# new royal plec



## Innes (Jan 13, 2003)

this is my newest fish, its one of my all time faves and the first one I have ever owned


----------



## jan (Apr 24, 2004)

Very nice royal







Royals are one of the most beautiful looking and rewarding pleco to have


----------



## Devon Amazon (Apr 3, 2005)

Very nice innes








They make one hell of a mess in your tanks but are great fish all the same


----------



## Judazzz (Jan 13, 2003)

Wow, that's a sweet (L191 - Dull-eyed Royal) Pleco, Innes









When I bought mine it was love at first sight, and he's still my favorite pleco by a landslide: how can anyone not love thse buggers


----------



## waspride (Jun 13, 2004)

Great fish


----------



## Kain (Mar 13, 2003)

nice pleco senni


----------



## Gordeez (Sep 21, 2003)

Goddamn Judazzz and his Pleco Brainwashing thoughts!

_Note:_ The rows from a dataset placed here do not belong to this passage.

Issue #2135, opened 2022-01-05
Ideas for solving changelog conflicts


madsmtm:
Most changes warrant an entry in `CHANGELOG.md`, however, this means that we get `git` conflicts whenever a PR is merged; this is tough on contributors, because they have to keep their PRs "up to date" to have a chance of being merged.

A few ideas for solving this problem, for fun let's react with the corresponding emoji for the solution(s) you like the most:

🎉: The maintainer that merges solves the conflict before merging.

❤️: We add changelog placeholders [like GitLab did in 2015](https://about.gitlab.com/blog/2015/02/10/gitlab-reduced-merge-conflicts-by-90-percent-with-changelog-placeholders/), and users just randomly pick one of these to add their entry to.

🚀: We set up a bot that does the merge when a maintainer says `@winitbot merge`, and in this process it fixes the changelog conflicts, kinda like Rust itself does with [@bors](https://github.com/bors). [This is hard work, not something I want to spearhead FYI]

👀: The PR author adds the changelog entry to the PR description, and the person doing a new release manually collects all of these together.

👎: We keep the status-quo.

Whichever solution we choose, I'll make sure to document it.

EDIT: Added the 👀 proposal

maroider:
> 🎉: The maintainer that merges solves the conflict before merging.

This seems reasonable when people check the "give contributors write access to the branch" checkbox when creating the PR. I don't know how we'd resolve merge conflicts in the absence of this permission.

madsmtm:
Right, we'll document that as well.

madsmtm:
@kchibisov suggested on Matrix that we remove `merge=union` so that old entries don't accidentally get put in the wrong place

ArturKovacs:
> we remove `merge=union` so that old entries don't accidentally get put in the wrong place

As far as I can tell, if we remove `merge=union`, then PRs will just have more conflicts in the changelog, but once "resolving" the conflict the item would still stay under the wrong release if a release is published while the PR is open.

Or would the changelog line in the PR  magically jump to the top after making the release? That doesn't seem likely. What am I missing here?

madsmtm:
The difference is that `merge=union` puts the entry under the wrong header _automatically_, while with the default settings it, a person has to manually resolve the conflict, hopefully in the process discovering that the entry is in the wrong place.

madsmtm:
[...]

PR #2145, opened 2022-01-10
Update changelog guidelines to prevent conflicts from blocking PRs

madsmtm:
Fixes https://github.com/rust-windowing/winit/issues/2135.

I didn't really feel this warranted an addition to the checklist in `PULL_REQUEST_TEMPLATE.md`, though we could do that as well?

### DIFF
--- a/CHANGELOG.md
+++ b/CHANGELOG.md
@@ -1,3 +1,9 @@
+# Changelog
+
+All notable changes to this project will be documented in this file.
+
+Please only add new entries to the top of this list, right below the `# Unreleased` header.
+
 # Unreleased
 
 - **Breaking:** Rename the `Exit` variant of `ControlFlow` to `ExitWithCode`, which holds a value to control the exit code after running. Add an `Exit` constant which aliases to `ExitWithCode(0)` instead to avoid major breakage. This shouldn't affect most existing programs.
--- a/CHANGELOG.md
+++ b/CHANGELOG.md
@@ -2,7 +2,9 @@
 
 All notable changes to this project will be documented in this file.
 
-Please only add new entries to the top of this list, right below the `# Unreleased` header.
+Please keep one empty line before and after all headers. (This is required for `git` to produce a conflict when a release is made while a PR is open and the PR's changelog entry would go into the wrong section).
+
+And please only add new entries to the top of this list, right below the `# Unreleased` header.
 
 # Unreleased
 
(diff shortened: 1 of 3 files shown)


msiglreith (approved):

CHANGELOG.md
```diff
@@ -1,3 +1,12 @@
+# Changelog
+
+All notable changes to this project will be documented in this file.
+
+Please only add new entries to the top of this list, right below the `# Unreleased` header.
+
+# Unreleased
```
ArturKovacs, line 7: Also add to this:

"There must always be at least one empty line after all section headers, including `# Unreleased`. This is so that git produces a conflict when a release is made while a PR is open and the PR's changelog entry would go into the wrong section."

ArturKovacs (changes requested):

CHANGELOG.md
madsmtm: I realize my explanation [here](https://github.com/rust-windowing/winit/issues/2135#issuecomment-1008907007) might have been a bit misleading on this point - without the newline(s), the diff would look like:
```diff
@@ -1,5 +1,8 @@
 # Unreleased
 
+# Version X
 - Old entry 1
 - Old entry 2
 - Old entry 3
```

Which would still cause a conflict

ArturKovacs: But not in this case:

```
# Unreleased
# Version

- Old entry 1
- Old entry 2
```

madsmtm: Oh, you're right! I've added something similar to what you wrote now.

CONTRIBUTING.md
```diff
@@ -34,9 +37,25 @@ Once your PR is open, you can ask for review by a maintainer of your platform. W
...
+
+If you believe a new release is warranted, you can make a pull-request with:
+- An updated version number (remember to change the version everywhere it is used).
+- A new section in the changelog (below the `# Unreleased` section).
+
+This gives contributors an opportunity to squeeze in an extra PR or two that they feel is valuable
+enough to warrant blocking the release a little.
+
+Once the PR is merged, a CI job will automatically release the new version. Remember that the release
+date in the changelog must be kept in check with the actual release date.
```
ArturKovacs, line 61: If we want to be pedantic, this is not true. A maintainer has to create a tag in order for the CI to make the release. The easiest way to do this is to make a new release from the GitHub Releases page and create a tag from there.

madsmtm: Heh, I would not say that's "being pedantic"; that's just being correct 😉 (I thought it worked the way I wrote it). I've updated the text now.

ArturKovacs: In that's case it's nice to clear that up. 😁

ArturKovacs (approved):

madsmtm:
Thanks for the review (both of you)!

PR #2146, opened 2022-01-11
Fix windows deadlock

Kethku:

Details about this change found here: https://github.com/rust-windowing/winit/pull/2143#issuecomment-1009408778

TLDR: We have been encountering a deadlock on windows when using a fork of the new keyboard changes in neovide. This change fixes that deadlock


fredizzimo:
I think we can probably remove the changelog, since the bug is specific to the the `new-keyboard` branch.

ArturKovacs:
Big thanks for submitting this fix! This issue went completely under our radar. Although I believe that the fix is incorrect. See my alternative solution for details: https://github.com/ArturKovacs/winit/pull/1

I spent the past two days more or less getting lost in learning about and trying to fight with the Windows event handling API, and I still don't feel confident about my understanding of it, so correct me if I'm wrong.

ArturKovacs:
My solution has been merged into #2143 which should get force pushed to `new-keyboard` in the foreseeable future so I'll close this for now.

Seriously, thats a looker. I always wanted one, but there oughta my price league.


----------



## benJii (Feb 17, 2005)

congrats, thats a good looking fish


----------



## Turbo Ek9 (Sep 5, 2004)

very nice royal. =] that is my favorite pleco.


----------



## Judazzz (Jan 13, 2003)

Gordeez said:


> Goddamn Judazzz and his Pleco Brainwashing thoughts!
> 
> 
> 
> ...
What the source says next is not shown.